Given records:

PR #185, opened 2025-07-10
Feature-184-on-call-setup

StudVladimir:
**To test this function**, I recommend creating a docker container in which to run an instance of DynamoDB.

`sudo docker run -p 8000:8000 amazon/dynamodb-local -jar DynamoDBLocal.jar -inMemory -sharedDb`

`aws configure`

`aws dynamodb create-table   --table-name OnCallSchedule   --attribute-definitions AttributeName=Year,AttributeType=N AttributeName=Week,AttributeType=N   --key-schema AttributeName=Year,KeyType=HASH AttributeName=Week,KeyType=RANGE   --provisioned-throughput ReadCapacityUnits=1,WriteCapacityUnits=1   --endpoint-url http://localhost:8000`

`aws dynamodb create-table   --table-name OnCallNameMap   --attribute-definitions AttributeName=Username,AttributeType=S   --key-schema AttributeName=Username,KeyType=HASH   --provisioned-throughput ReadCapacityUnits=1,WriteCapacityUnits=1   --endpoint-url http://localhost:8000`

`aws dynamodb list-tables --endpoint-url http://localhost:8000`

and change the connection when creating a new instance of DynamoDB

```
const dynamoDb = new DynamoDB.DocumentClient({
        endpoint: "http://localhost:8000",
        region: "local",
        accessKeyId: "fakeMyKeyId",
        secretAccessKey: "fakeSecretAccessKey"
      });
```

### DIFF
--- a/src/functions/on-call/list-on-call-data/handler.ts
+++ b/src/functions/on-call/list-on-call-data/handler.ts
@@ -1,6 +1,7 @@
 import { DynamoDB } from "aws-sdk"
 import { middyfy } from "@libs/lambda";
 import { ValidatedEventAPIGatewayProxyEvent } from "src/libs/api-gateway";
+import { OnCallEntry } from "src/database/models/oncall";
 
 /**
  * Lambda method for loading on-call data
@@ -27,7 +28,7 @@ export const listOnCallDataHandler: ValidatedEventAPIGatewayProxyEvent<any> = as
 
   const dynamoDb = new DynamoDB.DocumentClient();
 
-  // Получаем все записи за указанный год
+  // Get data for the specified year
   const dataResult = await dynamoDb.query({
     TableName: "OnCallSchedule",
     KeyConditionExpression: "#yr = :year",
@@ -39,17 +40,7 @@ export const listOnCallDataHandler: ValidatedEventAPIGatewayProxyEvent<any> = as
     }
   }).promise();
 
-  const data = dataResult.Items || [];
-
-  // Загружаем nameMap из отдельной таблицы
-  const nameMapResult = await dynamoDb.scan({
-    TableName: "OnCallNameMap"
-  }).promise();
-
-  const nameMap: { [key: string]: string } = {};
-  (nameMapResult.Items || []).forEach(item => {
-    nameMap[item.Username] = item.FullName;
-  });
+  const data = (dataResult.Items as OnCallEntry[]) || [];
 
   if (!data.length) {
     return {
@@ -60,9 +51,9 @@ export const listOnCallDataHandler: ValidatedEventAPIGatewayProxyEvent<any> = as
 
   return {
     statusCode: 200,
-    body: JSON.stringify(data.map((entry: any) => ({
+    body: JSON.stringify(data.map((entry) => ({
       ...entry,
-      Person: nameMap[entry.Person] || entry.Person,
+      Person: entry.Person,
       Paid: entry.Paid || false
     })))
   };
--- a/src/functions/on-call/list-on-call-data/handler.ts
+++ b/src/functions/on-call/list-on-call-data/handler.ts
@@ -1,8 +1,5 @@
-import { S3 } from "aws-sdk"
-import { OnCallEntry, PaidData } from "../../../types/on-call";
-import S3Utils from "@libs/s3-utils";
+import { DynamoDB } from "aws-sdk"
 import { middyfy } from "@libs/lambda";
-import Config from "../../../app/config";
 import { ValidatedEventAPIGatewayProxyEvent } from "src/libs/api-gateway";
 
 /**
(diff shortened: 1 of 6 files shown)


src/functions/on-call/list-on-call-data/handler.ts
```diff
@@ -28,18 +25,33 @@ export const listOnCallDataHandler: ValidatedEventAPIGatewayProxyEvent<any> = as
     }
   }
 
-  const s3 = new S3();
+  const dynamoDb = new DynamoDB.DocumentClient();
 
-  const nameMapFile = "name-map.json";
-  const yearFile = `${year}.json`;
-  const paidFile = "paid.json";
+  // Получаем все записи за указанный год
```
Jdallos: Remove comments

src/functions/on-call/list-on-call-data/handler.ts
```diff
@@ -28,18 +25,33 @@ export const listOnCallDataHandler: ValidatedEventAPIGatewayProxyEvent<any> = as
...
+      "#yr": "Year"
+    },
+    ExpressionAttributeValues: {
+      ":year": year
+    }
+  }).promise();
+
+  const data = dataResult.Items || [];
+
+  // Загружаем nameMap из отдельной таблицы
```
Jdallos: Remove comment

src/functions/on-call/list-on-call-data/handler.ts
```diff
@@ -28,18 +25,33 @@ export const listOnCallDataHandler: ValidatedEventAPIGatewayProxyEvent<any> = as
...
-  const nameMap = await S3Utils.loadJson<{ [key: string]: string }>(s3, bucket, nameMapFile) || {};
-  const data = await S3Utils.loadJson<OnCallEntry[]>(s3, bucket, yearFile);
-  const paidData = await S3Utils.loadJson<PaidData>(s3, bucket, paidFile) || {};
+  const nameMap: { [key: string]: string } = {};
+  (nameMapResult.Items || []).forEach(item => {
+    nameMap[item.Username] = item.FullName;
+  });
 
-  if (!data || !nameMap || !paidData) {
+  if (!data.length) {
```
Jdallos, line 45: If you are only checking data.length then this could be moved to just after data is declared (before the nameMapResult scan)

src/functions/on-call/list-on-call-data/handler.ts
```diff
@@ -28,18 +25,33 @@ export const listOnCallDataHandler: ValidatedEventAPIGatewayProxyEvent<any> = as
...
   }
 
-  const s3 = new S3();
+  const dynamoDb = new DynamoDB.DocumentClient();
 
-  const nameMapFile = "name-map.json";
-  const yearFile = `${year}.json`;
-  const paidFile = "paid.json";
+  // Получаем все записи за указанный год
+  const dataResult = await dynamoDb.query({
```
Jdallos, line 32: Can you explain why we now need 2 data base tables for listing the on call data? If all we need is the persons name, paid boolean and I guess dates- it seems one table should be fine.

As far as I can tell you are also missing a model (see database/models) to describe the on call data.
It would be good if we had a type/ model to describe the dataResult and nameMapResult as currently they are both typed as any

src/functions/on-call/update-paid/handler.ts
```diff
@@ -25,19 +23,25 @@ export const updatePaidHandler: ValidatedEventAPIGatewayProxyEvent<any> = async
...
-  const bucket = Config.get().onCall.bucketName;
-  const paidFile = "paid.json";
-
-  const paidData = await S3Utils.loadJson<PaidData>(s3, bucket, paidFile) || {};
-  if (!paidData[year]) paidData[year] = {}
-  paidData[year][week] = paid;
-  await S3Utils.saveJson(s3, bucket, paidFile, paidData);
+  const dynamoDb = new DynamoDB.DocumentClient();
+
+  // Update only after Set Paid for record direct Year adn Week
```
Jdallos: This comment should be removed or clarified

src/functions/on-call/weekly-check/handler.ts
```diff
@@ -54,22 +53,20 @@ export const weeklyCheckHandler : ValidatedEventAPIGatewayProxyEvent<any> = asyn
...
-  } else {
-    yearJson.push({
-      Week: nextWeek.week,
-      Person: nextWeek.user
-    });
-  }
-
-  await S3Utils.saveJson(s3, bucket, yearFile, yearJson);
+  // Update or create a new record in DynamoDB
+  await dynamoDb.put({
```
Jdallos, line 70: Again we really need a model to describe the structure of the data here- software-registry/ create-software might be a useful reference

src/functions/on-call/weekly-check/index.ts
```diff
@@ -4,9 +4,17 @@ const { ONCALL_WEEKLY_SCHEDULE_TIMER } = process.env;
...
+    ] : []),
     {
-      schedule: ONCALL_WEEKLY_SCHEDULE_TIMER,
+      httpApi: {
+        path: "/on-call/weekly-check",
+        method: "get"
+      }
     }
-  ] : []
+  ]
```
Jdallos: The original idea was we are fetching the data from splunk and then updating out s3 (now DB), the cron timer was configured to be once a week as it's just a single row update. We didn't need to call this function as an API endpoint previously and I don't really see any reason to now. So I'd suggest reverting this to remove the httpApi config. 

Although it doesn't really do any harm I think in the long run it keeps the spec free of unnecessary endpoints and clutter (it's already pretty cluttered).

Jdallos (changes requested):
Requested changes, mostly want some clarification about the need for 2 DB tables.

src/functions/on-call/list-on-call-data/handler.ts
StudVladimir: I left now only one table.

Jdallos (approved):

PR #10335, opened 2025-06-08
Various improvements to mutes and vote mutes

Robyt3:
Store (vote) mute expiration time as UNIX timestamps instead of as server ticks, so mutes are not affected by the game being paused and can be kept across map changes.

Add `unmuteip` command to support removing mutes by IP address.

Rename existing `vote_mute` and `vote_unmute` commands to `vote_muteid` and `vote_unmuteid`. Add `vote_muteip` and `vote_unmuteip` commands. The new `vote_unmute` command now unmutes based on list index instead of by client ID, same as the `unmute` command.

Add pagination to the `mutes` and `vote_mutes` commands, same as for the `bans` command. Only print 20 mutes at once to avoid timing out clients with the remote console output of all mutes.

Increase maximum possible mute duration to 1 year (in seconds) from 1 day.

Support arbitrary number of (vote) mutes instead of a fixed number of 128 each. Use an `std::map` ordered by the muted IP addresses instead of an array to store the mutes. Benchmarking the performance with 32 - 4096 mutes showed that it's generally faster to use an `std::map` than an array for operations of adding, checking, removing and expiring mutes.

Avoid most duplicate code for mutes and vote mutes by adding `CMutes` class.

## Checklist


murpii:
Thanks! :)

bencie:
Wouldn't it make more sense to make `mute` work the same way `ban` does? So it supports both id and ip instead of it being 2 seperate commands.

Robyt3:
> Wouldn't it make more sense to make `mute` work the same way `ban` does? So it supports both id and ip instead of it being 2 seperate commands.

I considered this, but then it would have been different than for the `unmute` commands because unmuting a client ID and list index both use an integer argument and can't work with the same command name.

def- (approved):

PR #10336, opened 2025-06-09
Fix: move render loading into each layer

AssassinTee:
After the pipeline merge the rendering initialization didn't swap after gpu uploads anymore. This PR reintroduces this.

@Jupeyy can you double check if this is right?

## Checklist

### DIFF
--- a/src/game/client/components/render_layer.cpp
+++ b/src/game/client/components/render_layer.cpp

Directions for this task: From the opening line of the data above, please print each line as written up to and including the line that contains "loading on-call data", and nothing more.

Answer below:
PR #185, opened 2025-07-10
Feature-184-on-call-setup

StudVladimir:
**To test this function**, I recommend creating a docker container in which to run an instance of DynamoDB.

`sudo docker run -p 8000:8000 amazon/dynamodb-local -jar DynamoDBLocal.jar -inMemory -sharedDb`

`aws configure`

`aws dynamodb create-table   --table-name OnCallSchedule   --attribute-definitions AttributeName=Year,AttributeType=N AttributeName=Week,AttributeType=N   --key-schema AttributeName=Year,KeyType=HASH AttributeName=Week,KeyType=RANGE   --provisioned-throughput ReadCapacityUnits=1,WriteCapacityUnits=1   --endpoint-url http://localhost:8000`

`aws dynamodb create-table   --table-name OnCallNameMap   --attribute-definitions AttributeName=Username,AttributeType=S   --key-schema AttributeName=Username,KeyType=HASH   --provisioned-throughput ReadCapacityUnits=1,WriteCapacityUnits=1   --endpoint-url http://localhost:8000`

`aws dynamodb list-tables --endpoint-url http://localhost:8000`

and change the connection when creating a new instance of DynamoDB

```
const dynamoDb = new DynamoDB.DocumentClient({
        endpoint: "http://localhost:8000",
        region: "local",
        accessKeyId: "fakeMyKeyId",
        secretAccessKey: "fakeSecretAccessKey"
      });
```

### DIFF
--- a/src/functions/on-call/list-on-call-data/handler.ts
+++ b/src/functions/on-call/list-on-call-data/handler.ts
@@ -1,6 +1,7 @@
 import { DynamoDB } from "aws-sdk"
 import { middyfy } from "@libs/lambda";
 import { ValidatedEventAPIGatewayProxyEvent } from "src/libs/api-gateway";
+import { OnCallEntry } from "src/database/models/oncall";
 
 /**
  * Lambda method for loading on-call data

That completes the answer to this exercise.